**Aim of the exercise**
Count every line in the data that contains the word "parabol", then report that number alone.

(Source records)

PR #9447, opened 2024-02-22
chore(docker-build): simplify the docker build process and reduce docker image size

rafaelromcar-parabol:
# Description

- [x] Reduces size of the image. Down from 795 MB to 445 MB.
- [x] Reduces build time. Down form more than a minute to around 3.5s + the time to download node:VERSION-bookworm-slim (around 201 MB).
- [x] Simplifies the build-env files to have only what is required.
- [ ] Reduce the number of Dockefiles to only one.


docker/parabol-ubi/docker-build/dockerfiles/basic.dockerfile
```diff
@@ -0,0 +1,28 @@
+ARG _NODE_VERSION=${_NODE_VERSION}
+FROM node:${_NODE_VERSION}-bookworm-slim as base
+
+ENV NPM_CONFIG_PREFIX=/home/node/.npm-global
+ENV PORT=3000
+
+# RUN apt update -y && \
```
rafaelromcar-parabol, line 7: @adaniels-parabol you added systemtap in a [PR](https://github.com/ParabolInc/parabol/pull/9241), but there are no details about why it was added. Could you elaborate a bit more and tell us if we can remove it?

docker/parabol-ubi/docker-build/environments/basic-env
```diff
@@ -0,0 +1,17 @@
...
+PORT='3000'
+# Database configurations must be the same used in the docker-build.yml Github workflow
+POSTGRES_PASSWORD='temppassword'
+POSTGRES_USER='tempuser'
+POSTGRES_DB='tempdb'
+POSTGRES_HOST='localhost'
+POSTGRES_PORT='5432'
+REDIS_URL='redis://localhost:6379'
+RETHINKDB_SSL=''
+RETHINKDB_URL='rethinkdb://localhost:28015/buildDB'
```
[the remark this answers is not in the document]
mattkrick: that's probably ok

rafaelromcar-parabol:
One side effect of this PR: as we are using only one layer and just adding our files, a big part of the image will be cached from now on, making our deployment go faster as well 😸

**The answer**
5